層化異重流於等速段之實驗分析

Abstract

本論文之研究之目的為探討層化重流體流入均質環境輕流體之運動現象。擬透過50組不同初始層化條件之定界交換水槽(lock-exchange)試驗，進行分層異重流於等速區段之實驗觀察。層化實驗中的初始條件設置由兩個無因次參數所控制，分別為其對應的驅動流體所佔有之鹽份質量比例關係(B*)及初始層化重流體的密度差異比(ρ*)，並探討等速區段與慣性區段之關聯性。結果顯示，等速段分層異重流之流動形貌與其福祿數值(Fs)將隨此二參數而有所改變。其中，當分層之條件為下層重流體主導(0 <B*<0.6)，下層流動將領先上層且隨ρ*增加，福祿數將減少；反之，重流體之上層所佔鹽份較高時(0.6 <B*<1)，上層流動會超越(override)下層，福祿數將隨ρ^*增加而增加。此外，於B*=0.6的條件下為過渡區域，實驗結果顯示，上層流體幾乎伴隨於流動流體之後，而福祿數約為一定值(Fs≅0.46)並與ρ^*之改變無太大關係。然而在初始分層條件為弱層化時(0.4 <ρ*<1)，兩層將有顯著的混合現象產生，且福祿數將分佈於0.45~0.5此區間，此結果與Keulegan 1958及Barr 1967於均質異重流之研究有類似之處。相反的，若初始分層條件為非弱層化之情況下(0 <ρ*≤0.4)，混合現象不明顯，並於下層主導時之福祿數分佈將超過於均質異重流之範圍(Fs>0.5)，而在上層主導則有小於此區間(Fs<0.45)之結果。

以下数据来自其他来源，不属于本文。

PR #9073, opened 2025-08-08
update spirv-cross to d8e3e2b

pixelflinger:


jc3265:
Should we update the `Readme` and reflect the new commit https://github.com/google/filament/blob/main/third_party/spirv-cross/tnt/README.md?plain=1#L5 
would make it easier to track the version that we are using

jc3265:
> Should we update the `Readme` and reflect the new commit https://github.com/google/filament/blob/main/third_party/spirv-cross/tnt/README.md?plain=1#L5 would make it easier to track the version that we are using

nvm, just saw #9074 I guess it wont be needed

poweifeng (approved):

PR #9078, opened 2025-08-11
matc: improvements to LineDictionary compression

pixelflinger:
We can significantly improve the effectiveness of the line dictionary
by splitting lines strategically. spirv optimization tends to create
new variable names (e.g. _1234) that are not always stable between
variants, hereby preventing lines from being duplicated. By simply
splitting lines around these patterns, we improve the effectiveness
of the compression.

The decompression is almost unchanged. To make the code easier, we 
now keep the '\n' at the end of lines in the dictionary. That's the
only change to the decompression side.

On certain materials like aiDefault.mat the compression ratio is
improved from 2.8x to 15x.

This also fixes a small but where the line dictionary relied on the
last line of the input to be a newline.


bejado (approved):
Seems like a good candidate for some Gemini unit tests :)

PR #9084, opened 2025-08-11
github: add action for installing vulkansdk

poweifeng:


build/common/get-vulkan-sdk.sh
```diff
@@ -0,0 +1,119 @@
+# This script is from https://github.com/humbletim/install-vulkan-sdk
```
bejado, line 3: Nit: add shebang?

bejado (approved):

build/common/get-vulkan-sdk.sh
poweifeng: done

PR #9085, opened 2025-08-12
github: add script and action for getting gltf assets

poweifeng:


.github/actions/get-gltf-assets/action.yml
```diff
@@ -0,0 +1,25 @@
...
+runs:
+  using: "composite"
+  steps:
+    - uses: ./.github/actions/dep-versions  
+    - name: Cache glTF assets
+      id: cache-gltf
+      uses: actions/cache@v4
+      with:
+        path: gltf
+        key: ${{ runner.os }}-gltf-assets-${{ env.GITHUB_GLTF_SAMPLE_ASSETS_COMMIT }}
```
bejado: Does `runner.os` need to be part of the cache key? Seems like the assets are the same regardless of OS.

poweifeng: good point.  removed.

PR #9088, opened 2025-08-12
Rename shader std var

jc3265:
Running one of the samples resulted in an error due to `std` being a reserved word


pixelflinger (approved):
This code is not from us, it's from qcom's SGSR so it's unfortunate we have to modify it.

The main purpose of this research is to investigate flow morphology caused by the penetration of density-stratified heavy current into light homogenous ambient fluid. For this reason, 50 different initial conditions of lock-exchange experiments are conducted to find out the influence of the density-stratified gravity current on slumping phase and the relation between slumping phase and inertial phase. These initial conditions depend on two controlling parameters, the density difference ratio (ρ*), and the distribution of driving buoyancy(B*). According to the experimental results, flow morphology and the Froude number of density-stratified gravity current will be changed by the two parameters in slumping phase. First, when currents are dominated by the lower-layer(0<B*<0.6), the lower-layer will lead the current front, and the Froude number will decrease as ρ* increases. Second, due to dominating the flows (0.6<B*<1), the upper-layer will override the lower-layer, and the Froude number will grow as ρ* increases. Third, no matter how ρ* changes in B*=0.6, the upper-layer follows the lower-layer. And the Froude number remains constant (Fs≅0.46). By comparing the results with Keulegan 1958 and Barr 1967, we can know that the Froude number’s distribution of gravity currents produced from the weakly stratified source(0.4<ρ*<1) will be similar with homogenous buoyancy source(Fs=0.45~0.5), and that the layers will mix immediately. In addition, if gravity currents are in the situation of the strong stratified source(0<ρ*≤0.4) and dominated by the lower-layer, the Froude number will be higher than homogenous buoyancy source(Fs>0.5). In contrast, when upper-layer dominates the current, the Froude number will be lower than 0.45 (Fs<0.45), and the mixing between two layers is limited.